* _Activity_:
Below are the entries to retype; reproduce each one exactly.

* _Entries provided_:
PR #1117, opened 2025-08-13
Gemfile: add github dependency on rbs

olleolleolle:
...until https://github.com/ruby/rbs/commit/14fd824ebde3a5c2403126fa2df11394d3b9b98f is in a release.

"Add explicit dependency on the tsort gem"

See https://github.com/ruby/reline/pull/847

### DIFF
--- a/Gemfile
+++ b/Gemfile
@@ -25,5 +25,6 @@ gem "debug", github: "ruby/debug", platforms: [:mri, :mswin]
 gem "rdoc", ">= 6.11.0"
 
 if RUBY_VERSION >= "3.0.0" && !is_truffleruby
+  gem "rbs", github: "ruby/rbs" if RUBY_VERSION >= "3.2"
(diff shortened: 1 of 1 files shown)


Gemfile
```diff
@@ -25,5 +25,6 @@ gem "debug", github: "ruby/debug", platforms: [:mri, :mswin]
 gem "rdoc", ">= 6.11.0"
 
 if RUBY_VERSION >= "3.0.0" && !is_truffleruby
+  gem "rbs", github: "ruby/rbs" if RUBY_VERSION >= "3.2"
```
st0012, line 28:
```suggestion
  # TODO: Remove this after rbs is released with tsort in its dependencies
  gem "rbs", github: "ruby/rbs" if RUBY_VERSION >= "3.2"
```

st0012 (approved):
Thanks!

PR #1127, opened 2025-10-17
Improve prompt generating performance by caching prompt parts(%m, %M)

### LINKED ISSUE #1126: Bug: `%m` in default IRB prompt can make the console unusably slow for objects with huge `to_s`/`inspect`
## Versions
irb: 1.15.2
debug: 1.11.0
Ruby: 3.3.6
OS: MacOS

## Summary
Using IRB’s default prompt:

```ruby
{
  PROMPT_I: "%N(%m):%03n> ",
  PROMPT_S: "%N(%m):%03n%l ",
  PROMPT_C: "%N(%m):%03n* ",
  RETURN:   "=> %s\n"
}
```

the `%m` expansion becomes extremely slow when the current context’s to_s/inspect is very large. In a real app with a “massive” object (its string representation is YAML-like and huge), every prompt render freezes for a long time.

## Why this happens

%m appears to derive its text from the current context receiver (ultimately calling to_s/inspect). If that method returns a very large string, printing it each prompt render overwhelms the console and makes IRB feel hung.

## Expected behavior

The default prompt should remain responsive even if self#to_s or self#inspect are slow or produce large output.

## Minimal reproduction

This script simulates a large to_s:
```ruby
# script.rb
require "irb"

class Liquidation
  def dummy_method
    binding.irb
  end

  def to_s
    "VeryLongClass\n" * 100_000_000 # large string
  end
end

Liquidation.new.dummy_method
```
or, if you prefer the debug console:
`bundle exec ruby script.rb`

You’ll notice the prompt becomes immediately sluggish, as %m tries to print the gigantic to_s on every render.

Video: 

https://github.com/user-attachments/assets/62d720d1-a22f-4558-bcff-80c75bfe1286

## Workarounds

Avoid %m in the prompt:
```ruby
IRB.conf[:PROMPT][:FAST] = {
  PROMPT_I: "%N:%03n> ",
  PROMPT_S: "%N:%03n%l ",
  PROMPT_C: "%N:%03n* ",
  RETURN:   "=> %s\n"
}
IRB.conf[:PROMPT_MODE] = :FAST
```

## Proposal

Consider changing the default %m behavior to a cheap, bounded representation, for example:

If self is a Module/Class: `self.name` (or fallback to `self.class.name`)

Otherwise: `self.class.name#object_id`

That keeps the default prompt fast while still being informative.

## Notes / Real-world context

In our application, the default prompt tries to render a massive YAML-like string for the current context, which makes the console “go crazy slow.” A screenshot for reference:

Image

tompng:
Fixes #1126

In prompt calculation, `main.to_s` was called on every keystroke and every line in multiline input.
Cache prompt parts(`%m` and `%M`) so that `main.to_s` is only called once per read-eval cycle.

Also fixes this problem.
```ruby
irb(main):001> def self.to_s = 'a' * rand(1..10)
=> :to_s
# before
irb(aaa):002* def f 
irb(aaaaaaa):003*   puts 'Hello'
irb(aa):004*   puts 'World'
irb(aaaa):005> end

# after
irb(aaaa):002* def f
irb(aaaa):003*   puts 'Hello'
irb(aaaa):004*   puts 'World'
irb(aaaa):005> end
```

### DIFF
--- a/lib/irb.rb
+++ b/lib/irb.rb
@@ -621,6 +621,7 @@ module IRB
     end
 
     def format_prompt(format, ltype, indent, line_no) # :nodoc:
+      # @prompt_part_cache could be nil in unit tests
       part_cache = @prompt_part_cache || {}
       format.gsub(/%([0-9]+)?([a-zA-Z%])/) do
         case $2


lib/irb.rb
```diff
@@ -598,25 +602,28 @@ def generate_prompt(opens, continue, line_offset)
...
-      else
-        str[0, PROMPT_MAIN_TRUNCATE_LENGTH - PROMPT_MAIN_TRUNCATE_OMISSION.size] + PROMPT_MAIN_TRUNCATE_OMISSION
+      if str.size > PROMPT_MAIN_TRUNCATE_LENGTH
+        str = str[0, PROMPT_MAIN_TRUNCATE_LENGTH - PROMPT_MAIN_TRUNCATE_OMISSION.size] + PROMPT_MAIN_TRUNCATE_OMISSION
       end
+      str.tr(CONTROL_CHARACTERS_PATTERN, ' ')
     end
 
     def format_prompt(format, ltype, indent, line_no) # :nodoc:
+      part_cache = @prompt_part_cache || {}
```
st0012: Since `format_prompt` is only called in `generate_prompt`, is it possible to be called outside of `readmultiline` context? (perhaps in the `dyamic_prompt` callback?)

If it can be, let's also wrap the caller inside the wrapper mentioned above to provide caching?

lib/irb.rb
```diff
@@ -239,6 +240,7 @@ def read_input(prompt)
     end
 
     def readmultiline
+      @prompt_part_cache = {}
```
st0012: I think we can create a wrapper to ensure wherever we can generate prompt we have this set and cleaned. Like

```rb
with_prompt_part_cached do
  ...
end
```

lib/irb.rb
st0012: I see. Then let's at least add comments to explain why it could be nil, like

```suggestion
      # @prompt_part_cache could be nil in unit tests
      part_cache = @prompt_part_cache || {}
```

* _Finished exercise_:
PR #1117, opened 2025-08-13
Gemfile: add github dependency on rbs

olleolleolle:
...until https://github.com/ruby/rbs/commit/14fd824ebde3a5c2403126fa2df11394d3b9b98f is in a release.

"Add explicit dependency on the tsort gem"

See https://github.com/ruby/reline/pull/847

### DIFF
--- a/Gemfile
+++ b/Gemfile
@@ -25,5 +25,6 @@ gem "debug", github: "ruby/debug", platforms: [:mri, :mswin]
 gem "rdoc", ">= 6.11.0"
 
 if RUBY_VERSION >= "3.0.0" && !is_truffleruby
+  gem "rbs", github: "ruby/rbs" if RUBY_VERSION >= "3.2"
(diff shortened: 1 of 1 files shown)


Gemfile
```diff
@@ -25,5 +25,6 @@ gem "debug", github: "ruby/debug", platforms: [:mri, :mswin]
 gem "rdoc", ">= 6.11.0"
 
 if RUBY_VERSION >= "3.0.0" && !is_truffleruby
+  gem "rbs", github: "ruby/rbs" if RUBY_VERSION >= "3.2"
```
st0012, line 28:
```suggestion
  # TODO: Remove this after rbs is released with tsort in its dependencies
  gem "rbs", github: "ruby/rbs" if RUBY_VERSION >= "3.2"
```

st0012 (approved):
Thanks!

PR #1127, opened 2025-10-17
Improve prompt generating performance by caching prompt parts(%m, %M)

### LINKED ISSUE #1126: Bug: `%m` in default IRB prompt can make the console unusably slow for objects with huge `to_s`/`inspect`
## Versions
irb: 1.15.2
debug: 1.11.0
Ruby: 3.3.6
OS: MacOS

## Summary
Using IRB’s default prompt:

```ruby
{
  PROMPT_I: "%N(%m):%03n> ",
  PROMPT_S: "%N(%m):%03n%l ",
  PROMPT_C: "%N(%m):%03n* ",
  RETURN:   "=> %s\n"
}
```

the `%m` expansion becomes extremely slow when the current context’s to_s/inspect is very large. In a real app with a “massive” object (its string representation is YAML-like and huge), every prompt render freezes for a long time.

## Why this happens

%m appears to derive its text from the current context receiver (ultimately calling to_s/inspect). If that method returns a very large string, printing it each prompt render overwhelms the console and makes IRB feel hung.

## Expected behavior

The default prompt should remain responsive even if self#to_s or self#inspect are slow or produce large output.

## Minimal reproduction

This script simulates a large to_s:
```ruby
# script.rb
require "irb"

class Liquidation
  def dummy_method
    binding.irb
  end

  def to_s
    "VeryLongClass\n" * 100_000_000 # large string
  end
end

Liquidation.new.dummy_method
```
or, if you prefer the debug console:
`bundle exec ruby script.rb`

You’ll notice the prompt becomes immediately sluggish, as %m tries to print the gigantic to_s on every render.

Video: 

https://github.com/user-attachments/assets/62d720d1-a22f-4558-bcff-80c75bfe1286

## Workarounds

Avoid %m in the prompt:
```ruby
IRB.conf[:PROMPT][:FAST] = {
  PROMPT_I: "%N:%03n> ",
  PROMPT_S: "%N:%03n%l ",
  PROMPT_C: "%N:%03n* ",
  RETURN:   "=> %s\n"
}
IRB.conf[:PROMPT_MODE] = :FAST
```

## Proposal

Consider changing the default %m behavior to a cheap, bounded representation, for example:

If self is a Module/Class: `self.name` (or fallback to `self.class.name`)

Otherwise: `self.class.name#object_id`

That keeps the default prompt fast while still being informative.

## Notes / Real-world context

In our application, the default prompt tries to render a massive YAML-like string for the current context, which makes the console “go crazy slow.” A screenshot for reference:

Image

tompng:
Fixes #1126

In prompt calculation, `main.to_s` was called on every keystroke and every line in multiline input.
Cache prompt parts(`%m` and `%M`) so that `main.to_s` is only called once per read-eval cycle.

Also fixes this problem.
```ruby
irb(main):001> def self.to_s = 'a' * rand(1..10)
=> :to_s
# before
irb(aaa):002* def f 
irb(aaaaaaa):003*   puts 'Hello'
irb(aa):004*   puts 'World'
irb(aaaa):005> end

# after
irb(aaaa):002* def f
irb(aaaa):003*   puts 'Hello'
irb(aaaa):004*   puts 'World'
irb(aaaa):005> end
```

### DIFF
--- a/lib/irb.rb
+++ b/lib/irb.rb
@@ -621,6 +621,7 @@ module IRB
     end
 
     def format_prompt(format, ltype, indent, line_no) # :nodoc:
+      # @prompt_part_cache could be nil in unit tests
       part_cache = @prompt_part_cache || {}
       format.gsub(/%([0-9]+)?([a-zA-Z%])/) do
         case $2


lib/irb.rb
```diff
@@ -598,25 +602,28 @@ def generate_prompt(opens, continue, line_offset)
...
-      else
-        str[0, PROMPT_MAIN_TRUNCATE_LENGTH - PROMPT_MAIN_TRUNCATE_OMISSION.size] + PROMPT_MAIN_TRUNCATE_OMISSION
+      if str.size > PROMPT_MAIN_TRUNCATE_LENGTH
+        str = str[0, PROMPT_MAIN_TRUNCATE_LENGTH - PROMPT_MAIN_TRUNCATE_OMISSION.size] + PROMPT_MAIN_TRUNCATE_OMISSION
       end
+      str.tr(CONTROL_CHARACTERS_PATTERN, ' ')
     end
 
     def format_prompt(format, ltype, indent, line_no) # :nodoc:
+      part_cache = @prompt_part_cache || {}
```
st0012: Since `format_prompt` is only called in `generate_prompt`, is it possible to be called outside of `readmultiline` context? (perhaps in the `dyamic_prompt` callback?)

If it can be, let's also wrap the caller inside the wrapper mentioned above to provide caching?

lib/irb.rb
```diff
@@ -239,6 +240,7 @@ def read_input(prompt)
     end
 
     def readmultiline
+      @prompt_part_cache = {}
```
st0012: I think we can create a wrapper to ensure wherever we can generate prompt we have this set and cleaned. Like

```rb
with_prompt_part_cached do
  ...
end
```

lib/irb.rb
st0012: I see. Then let's at least add comments to explain why it could be nil, like

```suggestion
      # @prompt_part_cache could be nil in unit tests
      part_cache = @prompt_part_cache || {}
```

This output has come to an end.